# Die Schnur "Glaubensfrage" Mono vs. geflecht auf Kaprfen?



## Goldrush (22. Dezember 2015)

Servus zusammen, 

der ein oder andere wirds sich nun Popcorn holen und zurück lehnen, aber für mich stellt sich aktuell die Frage, mit welchen Schnüren ob mono oder geflochten Ihr auf Karpfen gute / schlechte Erfahrungen gemacht habt?

Da ich mir für 2016 neue Rollen sowie neue Ruten zugelegt habe bin ich auf der Suche nach der richtigen Schnur. Habe schon viel über die Climax - Cult Camou Mask Sinking Braid gelesen und diese wäre nun eigentlich Favorisiert worden. 

Es streiten sich bei dem Thema ja die Geister, dennoch würde ich gern eure Erfahrungen mit mono / geflecht Schnüren erfahren.


Bin auf eure Meinungen und evtl.
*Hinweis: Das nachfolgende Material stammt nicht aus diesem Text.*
PR #2166, opened 2026-07-17
fix(native): enforce Type<"int64">/Type<"uint64"> ranges on both the bigint and number paths

samchon:
Implements #2159.

## Intent

`Type<"int64">` and `Type<"uint64">` do not enforce their ranges, through two independent mechanisms:

1. **The bigint path emits literally `true`.** `bigint & Type<"int64">` — the spelling typia's own documentation recommends for 64-bit integers — falls through to a `true` keyword and is entirely unchecked. `bigint & Type<"uint64">` gets `0n <= input` and no upper bound.
2. **The number path's boundary does not exist.** `9223372036854775807` (`2^63 - 1`) is not representable as a JavaScript number; it rounds to `2^63`. So the emitted `input <= 9223372036854775807` is really `input <= 2^63`, and `2^63` — outside int64 — passes.

The invariant: **typia never certifies a value its own encoder will corrupt.** Today typia certifies these values and `protobuf.encode` then flips their sign or truncates them to `0`.

## Scope

Native Go only. Batch scope is `#2159` alone.

## Notes

- **No `packages/typia/package.json` version bump.** The maintainer owns releases and version numbers; the development skill's native-change bump rule is deliberately deferred to them here.
- `pnpm format` is not run on this branch, per the issue campaign's no-format rule. Post-Campaign Cleanup owns the repository-wide formatter result.
- Campaign CI is suspended; every pushed SHA passes the exact-SHA cancellation gate and verification is local.

## Verification

Pending — this is a claim pull request opened before implementation to reserve the batch.

### DIFF
--- a/packages/interface/src/tags/Type.ts
+++ b/packages/interface/src/tags/Type.ts
@@ -69,12 +69,12 @@ export type Type<
               : Value extends "int64"
                 ? {
                     number: `$importInternal("isTypeInt64")($input)`;
-                    bigint: `true`;
+                    bigint: `$importInternal("isTypeInt64Bigint")($input)`;
                   }
                 : Value extends "uint64"
                   ? {
                       number: `$importInternal("isTypeUint64")($input)`;
-                      bigint: `BigInt(0) <= $input`;
+                      bigint: `$importInternal("isTypeUint64Bigint")($input)`;
                     }
                   : Value extends "float"
                     ? `$importInternal("isTypeFloat")($input)`
--- a/packages/typia/native/core/factories/MetadataCommentTagFactory.go
+++ b/packages/typia/native/core/factories/MetadataCommentTagFactory.go
@@ -342,9 +342,13 @@ func metadataCommentTagFactory_parse_type(props struct {
   } else if value == "uint32" {
     validate = "Math.floor($input) === $input && 0 <= $input && $input <= 4294967295"
   } else if value == "int64" {
-    validate = "Math.floor($input) === $input && -9223372036854775808 <= $input && $input <= 9223372036854775807"
+    // Delegate to the runtime helper instead of restating the bound. The 64-bit
+    // maxima are not representable as JavaScript numbers, so an inline literal
+    // here silently rounds up and admits an out-of-range value; the helper owns
+    // the one correct spelling and documents why it is exclusive.
+    validate = "$importInternal(\"isTypeInt64\")($input)"
   } else if value == "uint64" {
-    validate = "Math.floor($input) === $input && 0 <= $input && $input <= 18446744073709551615"
+    validate = "$importInternal(\"isTypeUint64\")($input)"
   } else if value == "float" {
     validate = "-3.4028235e38 <= $input && $input <= 3.4028235e38"
   }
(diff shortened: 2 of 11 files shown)


samchon:
## Implemented and verified

Rebased onto `master` `a651378939`; no collision with #2158 (`IdentifierFactory.go`) — separate file in the same directory. Final SHA `c4737c73acb09c3f801e64fa18d3c1ecb8755081`.

### The four owners of the bound literal, fixed together

| Owner | Path | Before | After |
| --- | --- | --- | --- |
| number runtime helper | `_isTypeInt64.ts` / `_isTypeUint64.ts` | `value <= 2 ** 63 - 1` (rounds to `<= 2 ** 63`) | `value < 2 ** 63` exclusive |
| intersection-type emitter directive | `interface/src/tags/Type.ts` `validate` | bigint int64 = `` `true` ``, uint64 = `BigInt(0) <= $input` | delegate to bigint helpers |
| `@type` JSDoc path | `MetadataCommentTagFactory.go` | inline `... <= 9223372036854775807` | delegate to the runtime helper |
| protobuf union discriminator | `NumericRangeFactory.go` | `Bigint` fell through to a bare `true`; number path inclusive-rounding | `Bigint` explicit per type; number path exclusive `< 2 ** 63` |

Two further owners were brought along: the new `_isTypeInt64Bigint.ts` / `_isTypeUint64Bigint.ts` give the bigint path a single exact source of truth, and `RandomProgrammer.go`'s typed-array table had `BigInt64Array` mislabelled `uint64` (a signed array tagged unsigned) — corrected to `int64`. Its range strings are unchanged, so generated data is byte-identical; the table is now documented as the one deliberately-inexact copy (a generation hint, not a validation gate).

### The unrepresentable-boundary decision

`2 ** 63 - 1` and `9223372036854775807` are the **same double** — both round to `2 ** 63`, so no `number` literal can carry the true int64 maximum, and a decimal rewrite rounds identically. **Decision: bound the `number` path exclusively at the power of two (`input < 2 ** 63`, `input < 2 ** 64`).** This is exact, not approximate: IEEE-754 doubles near `2 ** 63` are 1024 apart (2048 near `2 ** 64`), so none exists between the true maximum and the power of two, and the largest representable in-range value (`2 ** 63 - 1024`) is still accepted. The minimum stays inclusive because `-(2 ** 63)` is a power of two, hence exact. The `bigint` path takes the **true inclusive** bound, which a bigint represents exactly, via `BigInt("...")` — a string, because `BigInt(9223372036854775807)` would round its number literal before `BigInt` ever parsed it. Every emitted check is written so the rounding is visible, with the reasoning at each site.

### The oracle

Expectations come from **BigInt comparison** against `-(2n ** 63n)` / `2n ** 63n - 1n` (and the uint64 pair), plus a **protobuf `encode` → `decode` byte-identity** round trip. Both can *represent* the boundary a `number` literal cannot; a spec-derived `number` literal would reproduce the defect inside the test.

### Fail-then-pass (the three negative cases)

Reverting only the defect sources to `master` and running `test-typia-schema`: **161 cases ran**, both new tests error — e.g. `Bug on _isTypeInt64(9223372036854776000) === false` (that value is `2 ** 63`). With the fix restored: **162 cases, Success.** Native Go: `TestNumericRangeFactoryEnforces64BitBounds` fails on `master` (`bigint range int64 emits a bare true keyword`) and passes with the fix. `go test -list` confirms the file is not `_js`-excluded.

Post-fix behaviour (debug probe): `bigint & Type<"int64">` rejects `2n ** 200n` and `2n ** 63n`, accepts `-(2n ** 63n)` and `2n ** 63n - 1n`; `bigint & Type<"uint64">` rejects `2n ** 64n` and `-1n`; `number & Type<"int64">` rejects `2 ** 63`, accepts `2 ** 63 - 1024`. Round trip: `-(2n ** 63n)`, `2n ** 63n - 1n`, `0n`, `±1n`, `2n ** 62n` all decode unchanged with **byte-identical** re-encode.

### The uint32 upper-bound question (#2146 / coordinator)

Not the same root, and not a validation defect. Measured: `typia.is<{ value: number & Type<"uint32"> }>({ value: 4294967296 })` returns **`false`** — validation enforces the uint32 upper bound correctly. The observation is that the emitted **JSON Schema** for `uint32` is `{ "type": "integer", "minimum": 0 }` with no `maximum` keyword (and `int64` is `{ "type": "integer" }`). That is a property of the `schema` field in the off-limits `interface/src/tags/Type.ts` declaration, a JSON-Schema-emission concern in a different layer from my part-1 fall-through (a Go validation emitter). It does not belong in this batch; flagged for the lead as a possible separate JSON-Schema-strictness issue, scope not widened.

### Verification (executed case counts)

| Command | Result |
| --- | --- |
| `GOMAXPROCS=4 go test ... ../native/core/factories/...` | ok, 2 packages |
| `GOMAXPROCS=4 go test -p 2 ../native/...` | ok, 14 packages, 0 failures |
| `test-typia-schema` | 162 cases, Success |
| `test-typia-automated` (solo) | 3947 cases, Success |

Regression: `int32` / `uint32` bounds stay inclusive (exactly representable), `float` unchanged; the #2084 / #2090 / #2119 reader contracts are exercised by the unchanged 64-bit-varint decode test in `test-typia-schema` and did not shift.

No `packages/typia/package.json` version bump — the maintainer owns releases. No `pnpm format`. Not merging — lead-owned.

Schnurempfehlungen gespannt. 

*Eckdaten zur Fischerei zum verwendeten Material:*

*Rolle:* Shimano Medium Baitrunner XTA LC
*Rute:* Free Spirit CTX in 12ft und 2,75lbs

Gefischt wird auf mittlere bis etwas weitere Distanzen von 30/40m bis max. 80/90m
Montagen werden zu 99% ausgeworfen und nicht ausgelegt
Strömung am Wasser leicht bis mittel
Gewässer ist See und Fluss

Sind sinkende Schnüre vorteilhafter oder haben diese wieder nachteile beim werfen, aufgrund der anderen Felchtung (Felchtbild rund/eckig)?
Kräuseln sich mono Schnüre zu stark hat man doch auch wieder probleme beim Auswerfen und und und.. Fragen über Fragen.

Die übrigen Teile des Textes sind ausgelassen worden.